-- Action item --
Report each line of the data that contains the string "with".

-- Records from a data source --
§

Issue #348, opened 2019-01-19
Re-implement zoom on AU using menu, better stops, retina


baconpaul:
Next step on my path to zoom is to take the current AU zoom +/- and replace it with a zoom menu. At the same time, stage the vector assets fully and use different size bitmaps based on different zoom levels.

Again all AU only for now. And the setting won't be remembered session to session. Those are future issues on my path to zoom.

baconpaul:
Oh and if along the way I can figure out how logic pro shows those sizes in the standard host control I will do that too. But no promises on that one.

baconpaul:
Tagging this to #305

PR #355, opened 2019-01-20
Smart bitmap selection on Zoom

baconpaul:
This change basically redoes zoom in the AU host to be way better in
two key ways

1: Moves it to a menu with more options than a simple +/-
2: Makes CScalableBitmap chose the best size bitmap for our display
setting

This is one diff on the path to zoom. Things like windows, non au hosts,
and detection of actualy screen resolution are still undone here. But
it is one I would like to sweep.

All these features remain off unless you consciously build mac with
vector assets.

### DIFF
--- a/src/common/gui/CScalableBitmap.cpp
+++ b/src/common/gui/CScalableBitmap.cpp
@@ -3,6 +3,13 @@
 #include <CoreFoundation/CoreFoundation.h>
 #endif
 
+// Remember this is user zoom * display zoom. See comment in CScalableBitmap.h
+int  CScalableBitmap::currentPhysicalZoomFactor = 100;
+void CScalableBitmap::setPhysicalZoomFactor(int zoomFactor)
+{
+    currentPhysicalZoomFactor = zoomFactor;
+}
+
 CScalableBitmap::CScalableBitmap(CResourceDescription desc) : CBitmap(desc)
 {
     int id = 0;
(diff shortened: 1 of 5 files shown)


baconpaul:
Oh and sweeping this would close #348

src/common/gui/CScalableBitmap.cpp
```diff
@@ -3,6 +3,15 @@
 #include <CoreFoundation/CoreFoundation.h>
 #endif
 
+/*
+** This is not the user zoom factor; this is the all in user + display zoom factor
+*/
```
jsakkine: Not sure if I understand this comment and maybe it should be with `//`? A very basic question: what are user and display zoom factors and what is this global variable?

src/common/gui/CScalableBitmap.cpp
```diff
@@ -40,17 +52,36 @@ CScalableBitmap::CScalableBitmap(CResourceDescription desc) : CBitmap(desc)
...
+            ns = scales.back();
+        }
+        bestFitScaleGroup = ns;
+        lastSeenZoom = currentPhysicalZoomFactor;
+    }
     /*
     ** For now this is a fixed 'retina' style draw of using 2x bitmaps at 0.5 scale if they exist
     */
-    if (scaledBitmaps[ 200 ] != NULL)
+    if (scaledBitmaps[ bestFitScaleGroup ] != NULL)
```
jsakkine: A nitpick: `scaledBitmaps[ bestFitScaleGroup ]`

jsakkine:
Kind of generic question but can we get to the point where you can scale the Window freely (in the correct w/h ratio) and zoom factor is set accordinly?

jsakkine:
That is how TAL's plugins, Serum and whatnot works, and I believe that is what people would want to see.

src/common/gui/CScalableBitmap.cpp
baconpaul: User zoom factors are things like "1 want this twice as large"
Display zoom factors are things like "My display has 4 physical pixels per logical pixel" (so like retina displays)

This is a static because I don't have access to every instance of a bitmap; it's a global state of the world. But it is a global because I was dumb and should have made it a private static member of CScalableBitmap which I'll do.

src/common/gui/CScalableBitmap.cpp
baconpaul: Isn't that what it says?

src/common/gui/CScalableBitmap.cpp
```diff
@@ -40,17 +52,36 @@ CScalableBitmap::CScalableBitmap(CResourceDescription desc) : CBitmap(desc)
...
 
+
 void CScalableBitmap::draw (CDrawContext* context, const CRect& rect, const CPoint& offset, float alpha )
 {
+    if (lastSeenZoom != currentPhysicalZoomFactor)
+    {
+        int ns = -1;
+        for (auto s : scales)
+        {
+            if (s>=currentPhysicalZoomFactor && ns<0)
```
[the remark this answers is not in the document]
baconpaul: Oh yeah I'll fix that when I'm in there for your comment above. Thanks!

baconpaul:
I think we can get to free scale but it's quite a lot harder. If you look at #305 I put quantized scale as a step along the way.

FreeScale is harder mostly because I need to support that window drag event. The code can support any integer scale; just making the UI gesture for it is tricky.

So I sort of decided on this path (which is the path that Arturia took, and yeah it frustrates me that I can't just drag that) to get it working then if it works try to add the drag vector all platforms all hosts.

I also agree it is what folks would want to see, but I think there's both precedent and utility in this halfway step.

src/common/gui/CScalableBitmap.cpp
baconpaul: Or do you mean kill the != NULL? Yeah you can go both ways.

§

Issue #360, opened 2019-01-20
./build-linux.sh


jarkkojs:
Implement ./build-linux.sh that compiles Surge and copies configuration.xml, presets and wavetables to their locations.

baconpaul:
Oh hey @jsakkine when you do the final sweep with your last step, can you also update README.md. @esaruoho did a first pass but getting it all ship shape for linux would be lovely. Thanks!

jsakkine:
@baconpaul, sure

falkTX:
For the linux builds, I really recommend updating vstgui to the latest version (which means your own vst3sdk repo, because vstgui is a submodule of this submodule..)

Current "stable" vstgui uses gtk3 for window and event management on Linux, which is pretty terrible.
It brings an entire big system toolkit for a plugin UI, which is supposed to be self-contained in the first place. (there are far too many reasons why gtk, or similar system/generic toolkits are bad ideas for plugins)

§

-- Solution for this task --
Next step on my path to zoom is to take the current AU zoom +/- and replace it with a zoom menu. At the same time, stage the vector assets fully and use different size bitmaps based on different zoom levels.
1: Moves it to a menu with more options than a simple +/-
All these features remain off unless you consciously build mac with
jsakkine: Not sure if I understand this comment and maybe it should be with `//`? A very basic question: what are user and display zoom factors and what is this global variable?
Oh hey @jsakkine when you do the final sweep with your last step, can you also update README.md. @esaruoho did a first pass but getting it all ship shape for linux would be lovely. Thanks!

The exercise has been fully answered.